EXERCISE BRIEF
Copy exactly the lines of the data below that run from the line holding "angelECCMStrength, isECMNova, range);" through the line holding "other = (Entity) obj;", both ends included.

INPUT FOR THIS TASK Block Start

PR #79, opened 2016-03-13
Adding proper hashCode() implementation and optimising equals() where needed

Akjosch:
This fixes a bunch of classes which implement equals() to also include hashCode() with the same fields. At the same time, equals() is rewritten to work properly where required, and to use a consistent coding style.

A few classes remain which couldn't be so easily fixed:

`megamek.common.CriticalSlot` compares `megamek.common.Mounted` instances, but that class declares no equals(), which means that the comparison is done by instance - the same as someone would write `mounted1 == mounted2`. Additionally, only *one* instance of that class is included, `mount`, but not the other `mount2` - this looks like a separate bug. Furthermore, the `Mounted` class is a rather big data class, so I can't just whip a quick `equals()` method inside without a longer analysis.

`megamek.common.SpecialHexDisplay` and `megamek.common.Team` have similar problems, but comparing `megamek.common.IPlayer` instances. Those too have no `equals()` method and are complex data types.

`megamek.common.Coords` has an overly complex `hashCode()` which I'd love to simplify, but it also has a method called `public static Coords getFromHashCode(int hash)` which screams "Please don't do this!" to me. Hashes aren't meant to be reversible. It *looks* like it's only used in `megamek.test.TestCoords`, but I'm not feeling comfortable enough touching it until someone with more seniority in team checks it.

### DIFF
--- a/megamek/src/megamek/common/Building.java
+++ b/megamek/src/megamek/common/Building.java
@@ -687,14 +687,21 @@ public class Building implements Serializable {
      *         <code>Building</code>.
      */
     @Override
-    public boolean equals(Object other) {
-        if ((other == null) || !(other instanceof Building)) {
+    public boolean equals(Object obj) {
+        if(this == obj) {
+            return true;
+        }
+        if((null == obj) || (getClass() != obj.getClass())) {
             return false;
         }
-
         // True until we're talking about more than one Board per Game.
-        Building bldg = (Building) other;
-        return (id == bldg.id);
+        final Building other = (Building) obj;
+        return (id == other.id);
+    }
+    
+    @Override
+    public int hashCode() {
+        return id;
     }
 
     /**
--- a/megamek/src/megamek/common/ECMInfo.java
+++ b/megamek/src/megamek/common/ECMInfo.java
@@ -15,6 +15,7 @@
 package megamek.common;
 
 import java.util.Comparator;
+import java.util.Objects;
 
 /**
  * A class that keeps track of information related to an ECM field.
@@ -392,6 +393,7 @@ public class ECMInfo {
         return (owner == null) || (other.getOwner() == null) 
                 || owner.isEnemyOf(other.getOwner());
     }
+
     /**
      * Equality is based on whether position, owner, range and all strengths
      * match.
@@ -400,23 +402,24 @@ public class ECMInfo {
      * @return
      */
     @Override
-    public boolean equals(Object o){
-       if (!(o instanceof ECMInfo)) {
-           return false;
-       }
-       ECMInfo other = (ECMInfo)o;
-       boolean ownersMatch = ((owner == null && other.owner == null) 
-               || owner.equals(other.owner));
-       boolean posMatch = pos.equals(other.pos);
-       boolean strMatch = (strength == other.strength) 
-               && (angelStrength == other.angelStrength) 
-               && (eccmStrength == other.eccmStrength) 
-               && (angelECCMStrength == other.angelECCMStrength);
-       boolean novaMatch = isECMNova == other.isECMNova;
-       boolean rangeMatch = range == other.range;
-       return ownersMatch && posMatch && strMatch && rangeMatch && novaMatch;
+    public boolean equals(Object obj){
+        if(this == obj) {
+            return true;
+        }
+        if((null == obj) || (getClass() != obj.getClass())) {
+            return false;
+        }
+        final ECMInfo other = (ECMInfo)obj;
+        return Objects.equals(owner, other.owner) && Objects.equals(pos, other.pos) && (strength == other.strength) 
+                && (angelStrength == other.angelStrength) && (eccmStrength == other.eccmStrength) 
+                && (angelECCMStrength == other.angelECCMStrength) && (isECMNova == other.isECMNova) && (range == other.range);
     }
 
+    @Override
+    public int hashCode() {
+        return Objects.hash(owner, pos, strength, angelStrength, eccmStrength, angelECCMStrength, isECMNova, range);
+    }
+    
     public int getRange() {
         return range;
     }
--- a/megamek/src/megamek/common/Entity.java
+++ b/megamek/src/megamek/common/Entity.java
@@ -5859,14 +5859,20 @@ public abstract class Entity extends TurnOrdered implements Transporter,
      * Two entities are equal if their ids are equal
      */
     @Override
-    public boolean equals(Object object) {
-        if (this == object) {
+    public boolean equals(Object obj) {
+        if(this == obj) {
             return true;
-        } else if ((object == null) || (getClass() != object.getClass())) {
+        }
+        if((null == obj) || (getClass() != obj.getClass())) {
             return false;
         }
-        Entity other = (Entity) object;
-        return other.getId() == id;
+        final Entity other = (Entity) obj;
+        return (id == other.id);
+    }
+
+    @Override
+    public int hashCode() {
+        return id;
     }
 
     /**
--- a/megamek/src/megamek/common/EquipmentType.java
+++ b/megamek/src/megamek/common/EquipmentType.java
@@ -28,6 +28,7 @@ import java.util.HashMap;
 import java.util.Hashtable;
 import java.util.List;
 import java.util.Map;
+import java.util.Objects;
 import java.util.Vector;
 
 import megamek.common.options.GameOptions;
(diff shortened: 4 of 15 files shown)


arlith:
I seem to recall looking at the `Coords.hashCode()` method in the past and wondering about it.  I seem to recall that there was code that relied upon the structure of `Coords.hashCode()`, and it seemed really dubious, but I didn't look into fixing it.

Akjosch:
MegaMek (aside of the one test class) doesn't use the specific hash, MekHQ doesn't use it, MegaMekLab doesn't have any reason to care about hex coordinates in the first place. I think it's safe to toss it and make the `hashCode()` method consistent with everything else.

Anybody wants to fill me in which fields `megamek.common.Mounted` and `megamek.common.Player` are using to consider each other to be equals so I can augment this PR accordingly?

arlith:
I think that `Player` only needs to check the ID.  I was somewhat surprised to learn that `Player` doesn't have an equals implementation, but I think it's because we just compare Ids, so in most cases there will be code like `p1.getId() == p2.getId()`.  The only time where I can think of matching player Ids wouldn't be sufficient would be in degenerate cases (like where the Server has screwed up with connecting players).

As for `Mounted`, I honestly don't know.  I think in the past 6 months I came across the fact that `Mounted` doesn't implement equals, and (without too much thought) I figured that reference identity was probably what was intended.

`Mounted` represents a piece of equipment that is mounted on a unit.  `Mounted` keeps track of what the `EquipmentType` is used to represent the piece of equipment that is mounted, and the `Mounted` instance is generally housed in some `CriticalSlot`.  Then `Mounted` contains a whole slew of state information that is pertinent to gameplay (is this `Mounted` hit, destroyed, missing, jammed, linked to another mounted for purposes such as ammo or PPC capacitors, etc., etc., etc...).

If we end up going through each state variable in mounted and compare them, in the end I think we approach something that is basically reference identity.  In fact, if we don't keep track of what `CriticalSlot` a `Mounted` instance is in, we almost have to use reference equality.  If I have two medium lasers on a unit, one in the right arm and one in the left arm, the only difference between those two instances is going to be where on the unit they are located.  Actually, mounted has a location state.  If those two instances are located in the same location, I don't think Mounted has state to distinguish them.

I think I was made aware of this problem because I had an instance where I had a `Mounted` and wanted to know what `CriticalSlot` it was in, but didn't have that state in `Mounted`.  It's possible that keeping track of that information could be useful.

If we knew `CriticalSlot` information, I think that knowing `EquipmentType`, (Entity) location, and `CriticalSlot` would be enough to uniquely identify a `Mounted` instance.

Akjosch:
Ok, added equals() and hashCode() to `IPlayer` (and made sure the implementation in `Player` is up to date), this covers the `Team` and `SpecialHexDisplay` problems.

Now I need to analyse `Mounted` in actual play to see what could be used there ...

nderwin:
If you add the equals() and hashCode() methods to IPlayer, which methods are the implementations then overriding - the methods from IPlayer, or the methods from Object?  That's the kind of multiple inheritance mess that the language was designed to avoid, wasn't it?

How many implementations of IPlayer are there?  Can the requirement of implementing equals() and hashCode() be left to the code review process instead of interfering with the inheritance scheme?

Akjosch:
`IPlayer` is an interface. There is no method there to override (not until Java 8, and then it would only need further explanation if it had a default implementation, which it doesn't). `Player`'s methods override that of `Object`.

The reason why I added the method *signatures* to `IPlayer` is to make sure the compiler enforces the contract of both being correctly overridden by whatever implements it. That's the same reason `java.util.Map` and `java.util.List` have them.

nderwin:
Alrighty then.  Still feels weird, even though `List` and `Map` have them (honestly I'd not noticed that before).

arlith:
In general, I think that MM goes a little overboard on making interfaces.  There are numerous instances where I don't think there will ever be more than one implementation.  IPlayer is an example.  IHex and ITerrain are others I can think of off the top of my head.  I don't see any reason that these should have interfaces, but I also didn't make them interfaces myself, so I've left them there.

Akjosch:
Not sure about the others, but `IHex` could use a few implementations: One for ground map, one for low-altitude hex, one for space ...

arlith:
Yea, that's valid.  I'm not sure it's necessary with the current rules, but you could do things that way.  It might make sense for the high altitude map (which isn't implemented yet), but the low altitude map mostly uses the same terrain features.  I guess it could make code simpler, but that ship sailed long ago (we could refactor the code, but I'm not certain it's worth the effort).  Under the official rules, I don't believe there are any "space terrains".

Akjosch:
Space terrain features include at least the three:

* screen chaff [TW 251]
* asteroid field [SO 44]
* debris [SO 45]

arlith:
Screen I knew about, but I don't know how it's implemented right now.  It may be via Terrains (probably is).  Asteroid field and debris I didn't know about.  It does bring up a deficiency in map selection though: MM doesn't allow users to specify a "space" map.  It just generates an MxN grid of "space" hexes.  I think that there's nothing that would prevent us from having defined space boards.  I've had users report that they can edit saved games by hand to load their desired map as a ground map, then edit the save to make it a space game.  This was used to utilize fluff terrains to make some neat backgrounds for space maps.

pheonixstorm:
Would having an interface for the ground and low altitude map allow for units in a ground hex for AA attacks such as air defense artillery units? Also would it allow for hot drops from the space/atmosphere interface all the way to the ground? If so it may be worth it to flesh these out at some point down the road.

Also a question. Why is water not in terrain.java? It is a base terrain after all.

arlith:
@pheonixstorm 

1) (I presume you don't mean interface as in the programming concept, but rather some type of connection between low altitude and ground maps; at first I thought you were talking about a Java interface).  It's hard to say what an undesigned feature would or would not contain, but it would adhere to the rules in TW, so I presume yes.

2) Your question doesn't make sense to me.  All of the defines for terrains are in Terrains.java, and WATER is one line 25.

pheonixstorm:
terrains has all the terrain types, but terrain does not include water which is a base terrain. Instead water is handle almost entirely in movestep I believe.

As for the interface, I was referring to both a java interface (though my assumption on how this actually work may be incorrect) as well as an actual map connection. But, being a java noob doesn't entirely help my understanding here.

Akjosch:
Interaction between different map layers (ground map, low-altitude map, high-altitude map, space map) require at the very least that you can have more than one board in play at the same time. From what I understood, there are plans to have this feature, but the code looks like it relies too much on "there's only one board" at the moment.

Akjosch:
Okay, I've yet to get MegaMek to even call CriticalSlot.equals() *once*. It might be some MML thing, I don't know.

Regardless, analysing `Mounted` code, I think I can set when two instances are identical on the following values. This would be a bigger change, so I won't touch `Mounted` (or by extension `CriticalSlot`) with this PR and will need to think it over and do a different one for all those changes.

* type
* quirks
* armorValue 
* mount type (detachable weapon pack, anti-personnel weapon mount, squad support weapon, mech turret, sponson turret, pintle turret - those are mutually exclusive, as far as I can tell)

Status codes:
* destroyed
* hit
* jammed
* useless (not sure how this is used though)
* repairable

Specific subclasses:
* originalShots [`MountedAmmo` subclass?]
* shotsLeft [`MountedAmmo` subclass?]
* bayWeapons [`MountedBay` subclass?]
* bayAmmo [`MountedBay` subclass?]
* nweapons [`MountedWeaponGroup` subclass?]
* mineType [`MountedAmmo` subclass?]
* Stuff for shields I don't get yet

They are based upon the idea of "if I looked at that equipment by itself, would it be equal to some other equipment? Could I swap one for without changing what the corresponding critical slots contain, and by that what the characteristics of the unit are?". This leaves out the following information to other classes:

* Placement inside the unit is left to the `crits` structure in `Entity`
* If the equipment is front- or rear-mounted should really be a detail in `CriticalSlot`
* `Entity` already implicitly knows which location the specific part is in, so `Mounted` doesn't have to, but it doesn't hurt to have it in a transient field. Regardless, a ML mounted in left arm is the same type of mounted equipment as a ML mounted in right torso facing backwards. You could swap those two and the unit wouldn't change.

In addition, a few flags (destroyed, hit, missing, armored, repairable) are shared between `CriticalSlot` and `Mounted`. If I was to redesign it, I'd move everything but "missing" to `Mounted`. I wonder if there are any synchronisation problems between those.

arlith:
Naively, I feel like the "backwards" status needs to be in mounted.  This is because of firing arcs.  Most of the firing arc computations happen in Compute, but I believe most of it is based upon `Mounted` instances.  I didn't research this, but off the top of my head, I feel like there might be a problem there if "backwards" status were moved to `CriticalSlot`.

INPUT FOR THIS TASK Block End

REPLY
+        return Objects.hash(owner, pos, strength, angelStrength, eccmStrength, angelECCMStrength, isECMNova, range);
+    }
+    
     public int getRange() {
         return range;
     }
--- a/megamek/src/megamek/common/Entity.java
+++ b/megamek/src/megamek/common/Entity.java
@@ -5859,14 +5859,20 @@ public abstract class Entity extends TurnOrdered implements Transporter,
      * Two entities are equal if their ids are equal
      */
     @Override
-    public boolean equals(Object object) {
-        if (this == object) {
+    public boolean equals(Object obj) {
+        if(this == obj) {
             return true;
-        } else if ((object == null) || (getClass() != object.getClass())) {
+        }
+        if((null == obj) || (getClass() != obj.getClass())) {
             return false;
         }
-        Entity other = (Entity) object;
-        return other.getId() == id;
+        final Entity other = (Entity) obj;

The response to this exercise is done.